II. La dramaturgie en question

Le dénouement est associé dans les critiques de l’époque à des remarques plus générales sur l’intrigue ou l’action. Par exemple on oppose l’absence de l’une à la présence de l’autre. C’est ce que fait le Marquis d’Argenson critiquant L’Héritier de village :

‘“ Véritable farce, sans intrigue ni mariage. Il y a cependant un dénouement qui est la faillite du banquier”  43 . ’

La première phrase met sur le même plan l’intrigue et le dénouement attendu. La deuxième révèle le dénouement réel. En revanche, on unit complètement les deux notions, dans un jugement négatif, à propos des Sincères :

‘“Cette pièce est écrite avec bien de l’esprit et du feu, mais elle n’a presque rien de théâtral.
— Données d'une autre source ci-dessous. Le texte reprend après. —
Issue #908, opened 2020-10-16
message=Error in querying the model., cause=android.database.sqlite.SQLiteException: ambiguous column name: id (code 1 SQLITE_ERROR)


shirui0413:
This is my schema  ↓↓↓

```graphql
type User @model {
  id: ID!
  password: String!
  card: [Card] @connection(name: "createdUser")
}

type Card @model {
  id: ID!
  user: User @connection(name: "createdUser")
  date: AWSDateTime!
  category: Int!
  goalItem: Int
  goalValue: Float
  achieve: Float
  reaction: [Reaction] @connection(name: "getReaction")
}

type Reaction @model {
  id: ID!
  card: Card @connection(name: "getReaction")
  category: Int!
  item: Int
}
```

When I used the ID of card as a predicate, there is an error.   ↓↓
![image](https://user-images.githubusercontent.com/27470444/96240619-15ece300-0fdc-11eb-9c2c-a9637d05f125.png)

When I use another field for the predicate, eg. `User` of `Card` as a keyword, there is no problem:
![image](https://user-images.githubusercontent.com/27470444/96241359-015d1a80-0fdd-11eb-9bb8-379603c7e9e9.png)

I don't know why. Who can help me?

raphkim:
Hi @shirui0413 ,

There is currently an issue with the way query works with relational models. Please see the [`**NOTE**` in the following doc](https://docs.amplify.aws/lib/datastore/data-access/q/platform/android#predicates) to work around this issue.

Rather than using `Card.ID` and `Reaction.ID`, please try using `QueryField.field("card.id")` and `QueryField.field("reaction.id")`

jamesonwilliams:
Could we resolve this by changing [this line](https://github.com/aws-amplify/amplify-android/blob/main/aws-datastore/src/main/java/com/amplifyframework/datastore/storage/sqlite/SQLiteCommandFactory.java#L418):
```java
.append(ownedTable.getPrimaryKeyColumnName())
```
to:
```java
.append(ownedTable.getName() + "_" + ownedTable.getPrimaryKeyColumnName())
```
?

richardmcclellan:
The workaround posted above by @raphkim should work, though I am re-opening this issue to track fixing the actual issue, which requires updating the code that generates our Java models, as @jamesonwilliams said.

upachecog:
@richardmcclellan I found an issue in **version 1.6.10.**

When I upgraded the version my queries stopped working:

[...]

PR #1130, opened 2021-01-25
fix(datastore): dont use where.id() function

raphkim:
*Issue #, if available:*
https://github.com/aws-amplify/amplify-android/issues/908#issuecomment-766284487

*Description of changes:*
Using `Where.id()` internally to match model ID broke query function for models that had `@BelongsTo` relationship with another model. This PR reverts that change and adds a test case.

### DIFF
--- a/aws-datastore/src/main/java/com/amplifyframework/datastore/storage/sqlite/SQLiteStorageAdapter.java
+++ b/aws-datastore/src/main/java/com/amplifyframework/datastore/storage/sqlite/SQLiteStorageAdapter.java
@@ -852,11 +852,17 @@ public final class SQLiteStorageAdapter implements LocalStorageAdapter {
      * @return the Model instance from SQLite, if it exists, otherwise null.
      */
     private Model query(Model model) {
+        final String modelName = getModelName(model);
+        final ModelSchema schema = modelSchemaRegistry.getModelSchemaForModelClass(modelName);
+        final SQLiteTable table = SQLiteTable.fromSchema(schema);
+        final String primaryKeyName = table.getPrimaryKeyColumnName();
+        final QueryPredicate matchId = QueryField.field(primaryKeyName).eq(model.getId());
+
         Iterator<? extends Model> result = Single.<Iterator<? extends Model>>create(emitter -> {
             if (model instanceof SerializedModel) {
-                query(getModelName(model), Where.id(model.getId()), emitter::onSuccess, emitter::onError);
+                query(modelName, Where.matches(matchId), emitter::onSuccess, emitter::onError);
             } else {
-                query(model.getClass(), Where.id(model.getId()), emitter::onSuccess, emitter::onError);
+                query(model.getClass(), Where.matches(matchId), emitter::onSuccess, emitter::onError);
             }
         }).blockingGet();
         return result.hasNext() ? result.next() : null;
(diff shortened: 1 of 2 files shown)


richardmcclellan (approved):
🚢

aws-datastore/src/main/java/com/amplifyframework/datastore/storage/sqlite/SQLiteStorageAdapter.java
```diff
@@ -852,11 +852,17 @@ private boolean modelExists(Model model, QueryPredicate predicate) throws DataSt
      * @return the Model instance from SQLite, if it exists, otherwise null.
      */
     private Model query(Model model) {
+        final String modelName = getModelName(model);
+        final ModelSchema schema = modelSchemaRegistry.getModelSchemaForModelClass(modelName);
+        final SQLiteTable table = SQLiteTable.fromSchema(schema);
+        final String primaryKeyName = table.getPrimaryKeyColumnName();
+        final QueryPredicate matchId = QueryField.field(primaryKeyName).eq(model.getId());
```
jamesonwilliams, line 859: Seems like we always have to build out some scaffolding to parse the model. Maybe we need a helper data structure. Could be like `SqlStorageData data = SqlStorageData.from(model)`? Not for this PR, of course.

aws-datastore/src/main/java/com/amplifyframework/datastore/storage/sqlite/SQLiteStorageAdapter.java
```diff
@@ -852,11 +852,17 @@ private boolean modelExists(Model model, QueryPredicate predicate) throws DataSt
...
+
         Iterator<? extends Model> result = Single.<Iterator<? extends Model>>create(emitter -> {
             if (model instanceof SerializedModel) {
-                query(getModelName(model), Where.id(model.getId()), emitter::onSuccess, emitter::onError);
+                query(modelName, Where.matches(matchId), emitter::onSuccess, emitter::onError);
             } else {
-                query(model.getClass(), Where.id(model.getId()), emitter::onSuccess, emitter::onError);
+                query(model.getClass(), Where.matches(matchId), emitter::onSuccess, emitter::onError);
```
jamesonwilliams, line 865: How are they different, internally?

jamesonwilliams (approved):

aws-datastore/src/main/java/com/amplifyframework/datastore/storage/sqlite/SQLiteStorageAdapter.java
raphkim: `Where.id` uses hardcoded `"id"` as column name when building query statement, which causes ambiguous column name SQLiteException. `SQLiteColumn#getPrimaryKeyColumnName()` appends column name to the table name like following: `<model>.<column>`.

aws-datastore/src/main/java/com/amplifyframework/datastore/storage/sqlite/SQLiteStorageAdapter.java
raphkim: I agree! Building a whole `SQLiteTable` instance from model schema every time a model is being queried or saved is such an unnecessary amount of work. It was meant to be a temporary solution while in a rush to release it a year ago, but it definitely doesn't cut it now.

C’est plutôt un ingénieux dialogue qu’une comédie. Dans une comédie, il faut une action, il faut une intrigue, un nœud et un dénouement. M. de Marivaux a cru pouvoir négliger cette règle”  44 .’

La structure interne est très clairement mise sur le même plan que l’intrigue et l’action. C’est donc toute une dramaturgie qui est questionnée  45 . Au-delà, se profile un nouveau problème : dans un théâtre réputé sans action et sans intrigue  46 , peut-on encore parler de nœud et, a fortiori, de dénouement ?

La dramaturgie marivaudienne semble donc poser des problèmes spécifiques qui expliquent peut-être que la critique ait préféré déplacer l’interrogation sur ce théâtre du côté de la structure.

Notes
43.

Dans F. Deloffre et F. Rubellin (2000), p. 623.

44.

Extrait de La Bibliothèque française, année 1739, vol. XXIX, p. 160, cité par F. Deloffre et F. Rubellin (2000), p. 1626.

45.

La critique n’est pas seulement formulée par les contemporains de Marivaux. F. Deloffre et F. Rubellin (2000) portent sur La Joie imprévue un jugement comparable : “non dépourvue de qualités, La Joie imprévue souffre d’un défaut essentiel, la quasi-inexistence de l’intrigue” (p. 1580). Plus loin, l’intrigue est qualifiée d’“assez mince”. Plus loin encore, dans un renchérissement : “c’est dire que la pièce ne peut subsister que par des éléments extérieurs à la combinaison centrale” (p. 1581).

46.

Cf. la curieuse autocritique de Marivaux à propos de L’Île de la raison, citée par F. Deloffre et F. Rubellin (2000), p. 668 : “Point d’intrigue, peu d’action, peu d’intérêt”.